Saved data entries
•••

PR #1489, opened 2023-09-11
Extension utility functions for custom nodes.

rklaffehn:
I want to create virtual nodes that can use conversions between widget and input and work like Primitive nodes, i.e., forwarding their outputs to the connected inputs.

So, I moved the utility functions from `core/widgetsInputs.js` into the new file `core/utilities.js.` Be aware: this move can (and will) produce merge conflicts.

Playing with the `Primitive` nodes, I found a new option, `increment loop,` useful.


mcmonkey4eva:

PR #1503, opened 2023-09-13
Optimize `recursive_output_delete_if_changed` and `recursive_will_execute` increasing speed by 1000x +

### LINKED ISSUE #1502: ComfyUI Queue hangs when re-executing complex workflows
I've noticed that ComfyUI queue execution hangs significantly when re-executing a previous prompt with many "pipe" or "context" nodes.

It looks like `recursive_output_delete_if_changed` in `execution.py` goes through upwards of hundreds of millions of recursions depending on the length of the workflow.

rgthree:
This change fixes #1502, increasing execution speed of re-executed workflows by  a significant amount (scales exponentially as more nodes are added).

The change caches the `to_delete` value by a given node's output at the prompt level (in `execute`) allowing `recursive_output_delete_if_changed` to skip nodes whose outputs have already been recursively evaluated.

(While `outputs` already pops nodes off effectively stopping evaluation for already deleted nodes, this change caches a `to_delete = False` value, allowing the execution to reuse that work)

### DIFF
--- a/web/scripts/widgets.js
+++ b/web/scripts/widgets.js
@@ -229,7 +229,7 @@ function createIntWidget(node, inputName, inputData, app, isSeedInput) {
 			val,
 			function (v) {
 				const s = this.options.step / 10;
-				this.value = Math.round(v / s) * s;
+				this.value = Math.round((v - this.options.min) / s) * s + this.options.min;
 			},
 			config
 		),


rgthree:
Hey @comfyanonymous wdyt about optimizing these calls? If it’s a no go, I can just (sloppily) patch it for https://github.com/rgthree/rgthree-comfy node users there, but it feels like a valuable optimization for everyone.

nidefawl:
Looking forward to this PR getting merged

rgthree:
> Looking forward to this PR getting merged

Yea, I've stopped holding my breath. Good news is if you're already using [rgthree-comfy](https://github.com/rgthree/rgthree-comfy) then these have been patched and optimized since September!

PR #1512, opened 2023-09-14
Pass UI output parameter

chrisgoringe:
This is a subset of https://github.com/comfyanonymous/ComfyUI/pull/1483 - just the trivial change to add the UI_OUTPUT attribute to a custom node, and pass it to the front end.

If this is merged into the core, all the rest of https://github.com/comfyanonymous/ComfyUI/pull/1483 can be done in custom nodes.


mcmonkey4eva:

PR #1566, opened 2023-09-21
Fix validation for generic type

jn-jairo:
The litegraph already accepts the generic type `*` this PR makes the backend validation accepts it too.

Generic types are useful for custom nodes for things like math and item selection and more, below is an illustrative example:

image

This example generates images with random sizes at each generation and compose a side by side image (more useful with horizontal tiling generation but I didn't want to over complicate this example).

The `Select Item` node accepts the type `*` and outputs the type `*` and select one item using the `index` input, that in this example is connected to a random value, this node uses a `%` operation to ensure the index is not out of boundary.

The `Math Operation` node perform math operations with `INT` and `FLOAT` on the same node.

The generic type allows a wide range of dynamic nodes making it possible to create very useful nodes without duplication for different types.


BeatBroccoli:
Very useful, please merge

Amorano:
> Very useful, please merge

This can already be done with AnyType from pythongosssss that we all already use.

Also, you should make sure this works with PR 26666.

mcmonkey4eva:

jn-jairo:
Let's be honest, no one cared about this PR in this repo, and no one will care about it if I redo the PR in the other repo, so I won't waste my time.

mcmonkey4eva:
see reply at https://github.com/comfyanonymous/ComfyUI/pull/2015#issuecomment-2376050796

•••

What the task asks: Transcribe the records exactly as they appear.

Output for this task:
PR #1489, opened 2023-09-11
Extension utility functions for custom nodes.

rklaffehn:
I want to create virtual nodes that can use conversions between widget and input and work like Primitive nodes, i.e., forwarding their outputs to the connected inputs.

So, I moved the utility functions from `core/widgetsInputs.js` into the new file `core/utilities.js.` Be aware: this move can (and will) produce merge conflicts.

Playing with the `Primitive` nodes, I found a new option, `increment loop,` useful.


mcmonkey4eva:

PR #1503, opened 2023-09-13
Optimize `recursive_output_delete_if_changed` and `recursive_will_execute` increasing speed by 1000x +

### LINKED ISSUE #1502: ComfyUI Queue hangs when re-executing complex workflows
I've noticed that ComfyUI queue execution hangs significantly when re-executing a previous prompt with many "pipe" or "context" nodes.

It looks like `recursive_output_delete_if_changed` in `execution.py` goes through upwards of hundreds of millions of recursions depending on the length of the workflow.

rgthree:
This change fixes #1502, increasing execution speed of re-executed workflows by  a significant amount (scales exponentially as more nodes are added).

The change caches the `to_delete` value by a given node's output at the prompt level (in `execute`) allowing `recursive_output_delete_if_changed` to skip nodes whose outputs have already been recursively evaluated.

(While `outputs` already pops nodes off effectively stopping evaluation for already deleted nodes, this change caches a `to_delete = False` value, allowing the execution to reuse that work)

### DIFF
--- a/web/scripts/widgets.js
+++ b/web/scripts/widgets.js
@@ -229,7 +229,7 @@ function createIntWidget(node, inputName, inputData, app, isSeedInput) {
 			val,
 			function (v) {
 				const s = this.options.step / 10;
-				this.value = Math.round(v / s) * s;
+				this.value = Math.round((v - this.options.min) / s) * s + this.options.min;
 			},
 			config
 		),


rgthree:
Hey @comfyanonymous wdyt about optimizing these calls? If it’s a no go, I can just (sloppily) patch it for https://github.com/rgthree/rgthree-comfy node users there, but it feels like a valuable optimization for everyone.

nidefawl:
Looking forward to this PR getting merged

rgthree:
> Looking forward to this PR getting merged

Yea, I've stopped holding my breath. Good news is if you're already using [rgthree-comfy](https://github.com/rgthree/rgthree-comfy) then these have been patched and optimized since September!

PR #1512, opened 2023-09-14
Pass UI output parameter

chrisgoringe:
This is a subset of https://github.com/comfyanonymous/ComfyUI/pull/1483 - just the trivial change to add the UI_OUTPUT attribute to a custom node, and pass it to the front end.

If this is merged into the core, all the rest of https://github.com/comfyanonymous/ComfyUI/pull/1483 can be done in custom nodes.


mcmonkey4eva:

PR #1566, opened 2023-09-21
Fix validation for generic type

jn-jairo:
The litegraph already accepts the generic type `*` this PR makes the backend validation accepts it too.

Generic types are useful for custom nodes for things like math and item selection and more, below is an illustrative example:

image

This example generates images with random sizes at each generation and compose a side by side image (more useful with horizontal tiling generation but I didn't want to over complicate this example).

The `Select Item` node accepts the type `*` and outputs the type `*` and select one item using the `index` input, that in this example is connected to a random value, this node uses a `%` operation to ensure the index is not out of boundary.

The `Math Operation` node perform math operations with `INT` and `FLOAT` on the same node.

The generic type allows a wide range of dynamic nodes making it possible to create very useful nodes without duplication for different types.


BeatBroccoli:
Very useful, please merge

Amorano:
> Very useful, please merge

This can already be done with AnyType from pythongosssss that we all already use.

Also, you should make sure this works with PR 26666.

mcmonkey4eva:

jn-jairo:
Let's be honest, no one cared about this PR in this repo, and no one will care about it if I redo the PR in the other repo, so I won't waste my time.

mcmonkey4eva:
see reply at https://github.com/comfyanonymous/ComfyUI/pull/2015#issuecomment-2376050796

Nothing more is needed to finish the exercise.